# Why does my arm fall asleep? HELP?



## josh jones (Jan 12, 2007)

when I play gy muitar, gy arm always falls asleep. I think it has something to do with the arm hangin over the edge of my guitar, and digging in to the corner of it. how do I help my self stop this arm falling asleep ness?


----------



## lolligagger (Feb 4, 2006)

*Calling dr. lolligagger...*

Have you tried intravenous caffeine injections? Another approach to consider is training yourself to take a break occasionally and reach with your strumming arm to grab a sensible malt liquor beverage in between songs. This method also has the advantage of lubricating your vocal chords to prevent a chronic strain injury from developing. :tongue: 

Believe it or not, you are not alone...you could always purchase one of these things if the above recommended approaches fail to help. Seems a little exotic to me.

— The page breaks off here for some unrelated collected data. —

PR #858, opened 2024-10-11
RR-1003: Overview page changes

lynnette-orr:
Remove padding around 'Add a new goal' in Action card
Slight increase in space above 'Courses and qualifications completed in the last 12 months'

Selected October 11 2024 12:47:09

### DIFF
--- a/assets/scss/local.scss
+++ b/assets/scss/local.scss
@@ -82,6 +82,12 @@ tbody[data-qa="completed-courses-table-body"] .govuk-table__cell:nth-child(2) {
   border-bottom: none;
 }
 
+// Custom margin on completed courses heading in education and training summary card on overview page
+
+h3[data-qa="completed-courses-heading"] {
+  margin-top: 30px !important;
+}
+
 // Custom section break widths
 
 .app-u-section-break-8 {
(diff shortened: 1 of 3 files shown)


nathanrussell-moj-digital:
I'm not sure the styling changes work on the action menu where there are more than 1 item (I hacked the html in chrome dev tools to do this, you might want to try it by adding a new item in the template)
Screenshot 2024-10-11 at 13 57 33

nathanrussell-moj-digital:
Also, I'm not sure your styling change for the courses and quals works in all cases, specifically where there isnt the H3 heading:
Screenshot 2024-10-11 at 14 00 04

Also, I'm not keen on not using the standard govuk class names / styles .... that is what they are there for after all?
Is there not a govuk-heading / govuk-padding type class we can use that gives a 30px space? (the govuk styles are properly responsive as well, so I think we should be using those as preference over and above writing styles like this in the sass)
What do you think?

lynnette-orr:
Removed the custom css. Was able to use padding instead. Modified the Actions card to add some space between multiple items.

Selected October 11 2024 15:10:59

Selected October 11 2024 15:10:16

Selected October 11 2024 15:28:35

Selected October 11 2024 15:29:15

nathanrussell-moj-digital (approved):
LGTM 👍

http://www.jpstrings.com/armrest.htm


----------



## SCREEM (Feb 2, 2006)

buy a strat:tongue:


----------



## torndownunit (May 14, 2006)

You could have carpal tunnel. When I used to do a lot of design work and play a ton of guitar I had it badly. My arm would go pins and needles all the time while playing. That eventually graduated to a LOT of pain while playing and typing.


----------



## rippinglickfest (Jan 1, 2006)

*sleepy Arm*

I'm assuming you're playing acoustic guitar? Try playing standing up (if you are not) or altering your seated positon.......raise the headstock of your guitar up so that the body lowers. Lastly try NOT to rest any part of your arm on the guitar........try anchoring your picking hand instead and leave your arm free to move. If you must put your arm on the guitar rest it on the face and not the edges.........which cuts of the circulation.
Hope this helps


----------



## Jeff Flowerday (Jan 23, 2006)

lolligagger said:


> Another approach to consider is training yourself to take a break occasionally and reach with your strumming arm to grab a sensible malt liquor beverage in between songs. This method also has the advantage of lubricating your vocal chords to prevent a chronic strain injury from developing. :tongue:


I use this approach and my right arm never falls asleep. :bow: :bow:


----------



## jimmy peters (Nov 29, 2006)

*Sleepy Arm*



rippinglickfest said:


> I'm assuming you're playing acoustic guitar? Try playing standing up (if you are not) or altering your seated positon.......raise the headstock of your guitar up so that the body lowers. Lastly try NOT to rest any part of your arm on the guitar........try anchoring your picking hand instead and leave your arm free to move. If you must put your arm on the guitar rest it on the face and not the edges.........which cuts of the circulation.
> Hope this helps


 this also works for me---


----------



## josh jones (Jan 12, 2007)

*thanx, from the sleepy arm dude*

thanx for all the help, i'll try this.


----------